### TASK
From the following material, work out how many lines include the string "Sprintf"; respond with the number only.

### RECORDS PROVIDED
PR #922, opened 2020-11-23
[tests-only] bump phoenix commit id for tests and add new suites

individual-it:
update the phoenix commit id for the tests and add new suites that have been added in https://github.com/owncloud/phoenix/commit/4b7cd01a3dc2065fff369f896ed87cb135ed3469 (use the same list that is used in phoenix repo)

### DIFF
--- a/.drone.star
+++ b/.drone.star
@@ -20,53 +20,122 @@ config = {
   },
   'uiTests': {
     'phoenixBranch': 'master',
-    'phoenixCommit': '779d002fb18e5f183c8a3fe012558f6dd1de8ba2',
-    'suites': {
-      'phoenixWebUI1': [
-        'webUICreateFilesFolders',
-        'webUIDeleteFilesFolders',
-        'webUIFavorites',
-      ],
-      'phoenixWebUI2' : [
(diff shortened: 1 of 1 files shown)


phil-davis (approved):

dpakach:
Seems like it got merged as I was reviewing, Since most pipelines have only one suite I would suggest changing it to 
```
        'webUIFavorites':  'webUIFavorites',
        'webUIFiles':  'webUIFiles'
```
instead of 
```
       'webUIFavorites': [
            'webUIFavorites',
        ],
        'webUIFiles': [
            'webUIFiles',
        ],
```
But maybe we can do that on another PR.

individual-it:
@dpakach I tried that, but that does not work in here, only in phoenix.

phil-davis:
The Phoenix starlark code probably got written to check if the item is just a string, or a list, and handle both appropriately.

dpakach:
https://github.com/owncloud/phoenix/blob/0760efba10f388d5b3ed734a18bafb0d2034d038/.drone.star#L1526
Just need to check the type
--
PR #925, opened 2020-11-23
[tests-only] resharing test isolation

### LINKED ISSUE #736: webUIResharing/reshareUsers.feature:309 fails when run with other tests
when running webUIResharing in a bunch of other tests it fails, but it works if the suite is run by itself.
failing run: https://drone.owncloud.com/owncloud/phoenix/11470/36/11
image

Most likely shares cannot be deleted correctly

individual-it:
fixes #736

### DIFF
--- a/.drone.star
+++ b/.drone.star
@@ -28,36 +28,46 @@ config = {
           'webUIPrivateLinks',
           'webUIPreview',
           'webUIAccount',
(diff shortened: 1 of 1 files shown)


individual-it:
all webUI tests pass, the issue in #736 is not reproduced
* * *
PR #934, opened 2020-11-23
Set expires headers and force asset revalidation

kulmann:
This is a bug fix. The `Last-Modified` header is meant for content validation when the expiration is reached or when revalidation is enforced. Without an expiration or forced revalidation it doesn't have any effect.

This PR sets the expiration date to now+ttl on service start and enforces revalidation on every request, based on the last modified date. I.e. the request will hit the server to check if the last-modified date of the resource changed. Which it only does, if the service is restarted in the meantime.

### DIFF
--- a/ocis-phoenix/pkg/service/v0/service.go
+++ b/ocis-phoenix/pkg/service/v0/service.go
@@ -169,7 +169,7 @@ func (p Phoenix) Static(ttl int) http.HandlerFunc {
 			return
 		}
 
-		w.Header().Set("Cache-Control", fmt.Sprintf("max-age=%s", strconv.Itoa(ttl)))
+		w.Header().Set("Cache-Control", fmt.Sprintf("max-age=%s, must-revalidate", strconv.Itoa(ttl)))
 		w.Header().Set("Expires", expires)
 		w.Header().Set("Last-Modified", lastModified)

### OUTPUT OF THE EXERCISE
2